Badung, PancarPOS | Ketua DPRD Kabupaten Badung, I Gusti Anom Gumanti, memberikan apresiasi kepada para advokat dan konsultan hukum yang mengajukan permohonan informasi terkait status tanah SD 1 Angantaka. Hal ini disampaikannya saat menerima audiensi perwakilan Kantor Hukum Dr. Shri I.G.N. Wira Wedawitry MWS, S.Sos., S.H., M.H., di ruang kerjanya, Kantor Sekretariat DPRD Kabupaten Badung, Senin, 17 Maret 2025.

Dalam audiensi tersebut, tim advokat yang terdiri dari Dr. Shri L.G.N. Wira Wedawitry WP.M.S, S.Sos., S.H., M.H., Ida I Dewa Ayu Dwi Yanti, S.H., M.H., Nengah Sukardika, S.H., dan Made Feri, S.H., hadir untuk menggali informasi mengenai status tanah SD 1 Angantaka. Mereka bertindak atas kuasa hukum dari Ni Nyoman Dember, I Nyoman Lastara, I Made Suarka, Ni Ketut Suasti, dan I Wayan Murdana, sesuai dengan Surat Kuasa No. 054/SK-LCM/IX/2024 tertanggal 17 September 2024.

Kuasa hukum tersebut menyampaikan bahwa klien mereka sejak tahun 1963 belum mendapatkan tanah pengganti, meskipun lahan mereka telah digunakan untuk pembangunan SD 1 Angantaka di Desa Angantaka, Kecamatan Abiansemal, Kabupaten Badung.

Menanggapi hal ini, Anom Gumanti menegaskan bahwa tanah SD 1 Angantaka telah diakui sebagai aset sah milik Pemerintah Kabupaten (Pemkab) Badung. Status tersebut dikonfirmasi oleh Kabid Aset Pemkab Badung yang menunjukkan bahwa tanah tersebut telah diserahkan dari Pemerintah Provinsi Bali kepada Pemkab Badung.

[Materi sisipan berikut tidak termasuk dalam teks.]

PR #1615, opened 2020-01-29
Add dev target to stack install.hs

### LINKED ISSUE #1565: Add a new target `nightly`/`dev` to install script
* To build with stack and the default `stack-yaml`

jneira:
To build hie with the default `stack.yaml` file
I've not added it to documentation cause its user will be developers
Closes #1565


jneira:
Merging, just before that was copied to hie 😞

PR #1618, opened 2020-01-30
[WIP] stylish-haskell plugin

lukasz-golebiewski:


stack.yaml
```diff
@@ -26,9 +26,12 @@ extra-deps:
 - hie-bios-0.3.2
 - hlint-2.2.8
 - hsimport-0.11.0
+- HsYAML-0.2.1.0@sha256:e4677daeba57f7a1e9a709a1f3022fe937336c91513e893166bd1f023f530d68,5311
```
Avi-D-coder:
```suggestion
- HsYAML-0.2.1.0
```

stack.yaml
```diff
@@ -26,9 +26,12 @@ extra-deps:
...
+- HsYAML-aeson-0.2.0.0@sha256:04796abfc01cffded83f37a10e6edba4f0c0a15d45bef44fc5bb4313d9c87757,1791
```
Avi-D-coder:
```suggestion
- HsYAML-aeson-0.2.0.0
```

lukasz-golebiewski:
I see that jobs for older stack/cabal stacks are failing because of absence of `stylish-haskell-0.10.0.0`. Is it possible to add a plugin only starting from the currently latest stack/cabal version?

Avi-D-coder:
@lukasz-golebiewski Add `- stylish-haskell-0.10.0.0` to each `stack-*.yaml` and a version bound in `haskell-ide-engine.cabal`.

stack.yaml
```diff
@@ -26,9 +26,12 @@ extra-deps:
 - hie-bios-0.3.2
 - hlint-2.2.8
 - hsimport-0.11.0
+- HsYAML-0.2.1.0
+- HsYAML-aeson-0.2.0.0
```
Avi-D-coder: You'll likely also need to add these to each `stack.yaml` and to `haskell-ide-engine.cabal`

lukasz-golebiewski: This doesn't seem to be working :-(

jneira: I have to note that HsYAML is using GPL and the project licensing would be affected (not sure if it already is using libs with gpl)

jneira: Personally i am fine with linking a gpl lib but the project will have two yaml libs and maybe we should use only one (not in this pr)

Avi-D-coder:
@lukasz-golebiewski There are a few more version conflicts that need to be explicitly specified

stack.yaml
Avi-D-coder: I'm also okay with GPL, however stylish-haskell just made the switch, we could ask them to switch back https://github.com/jaspervdj/stylish-haskell/commit/498d676c1e06af966c814e01967fc3ece1fd9225

stack-8.4.4.yaml
```diff
@@ -12,7 +12,7 @@ extra-deps:
 - bifunctors-5.5.6
 - brittany-0.12.1.1
 - bytestring-trie-0.2.5.0
-- Cabal-3.0.0.0@sha256:1ba37b8d80e89213b17db7b8b9ea0108da55ca65f8c0cbb7433881a284c5cf67,26027
+- Cabal-2.4.1.0
```
Avi-D-coder: This does not seem correct?

lukasz-golebiewski: Stack recommended to set cabal version explicitly in https://circleci.com/gh/haskell/haskell-ide-engine/13311
If this is incorrect then I don't think I know how to proceed with this

fendor: Does this compile? Because, iirc, stack snapshots are bundled with `cabal-install` and `Cabal` versions, iirc, setting a custom Cabal version for a snapshot may not succeed. If it compiles, everything is fine.

lukasz-golebiewski: Not yet, I'm slowly bisecting towards the cabal version satisfying every dependency

stack.yaml
fendor: I am not sure "fine" is the right wording, since we are not GPL, we do not really have the rights to using it, right? On the other hand, I doubt, too, that someone will sue us.

jaspervdj: Hey, I wasn't aware that HsYAML was GPL-licensed.  I don't think it's a problem -- it's fine for a BSD3 application to depend on a GPL-licensed library.  It does not affect the code of `haskell-ide-engine` or `stylish-haskell`, those remain BSD3-licensed.  However, the compiled binary must adhere to the GPL license (which seems fine in this case).  This is similar to e.g. the fact that GHC links against `libgmp` by default.

But, if this worries you, I am happy to add a flag to `stylish-haskell` that makes it pick the C-based `yaml` as a dependency rather than `HsYAML`?

jneira: Afaiu we can use it without changing our licenses files but the license for hie artifacts linking HsYaml becomes auto gpl. So anybody could issue to someone who doesnt respect the gpl resdistributing hie.

fendor: IANAL, if you argue that this is indeed just fine, I have nothing to say against it :)

fendor: Ah. Assuming this is correct, this sounds totally reasonable.

stack-8.4.4.yaml
lukasz-golebiewski: And back to stack suggesting `Cabal-3.0.0.0`. Looks like stylish `0.10.0.0` can't be used here and below because of conflicting dependencies :-(

Ailrun:
Is there any news?

PR #1619, opened 2020-01-30
Azure fix win cabal 8.4.4

jneira:
Moving cabal root dir from `%APPDATA%\cabal` to `D:\cabal` and free space in C:
They are about to increase its capacity but this could be kept afterwards


jneira:
windows stack-8.4.2 does not even start to build dependencies. I did not touch it so it should be caused for something else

“Aset kita yang sudah ada di sana sudah berdiri di atas Hak Milik berupa sertifikat,” ujar Anom Gumanti.

Ia juga menegaskan bahwa pihak kuasa hukum hanya ingin melihat data resmi dari pemerintah terkait kepemilikan tanah tersebut. Lebih lanjut, Anom Gumanti mengungkapkan bahwa tanah SD 1 Angantaka sebelumnya pernah menjadi objek gugatan hukum. Namun, sertifikat kepemilikan tetap dinyatakan sah secara hukum. “Tadi karena ada lawyer/advokat juga, kami apresiasi dan hormati. Kalau memang nanti tidak puas, monggo, apakah lewat gugatan, kita siap,” tegasnya.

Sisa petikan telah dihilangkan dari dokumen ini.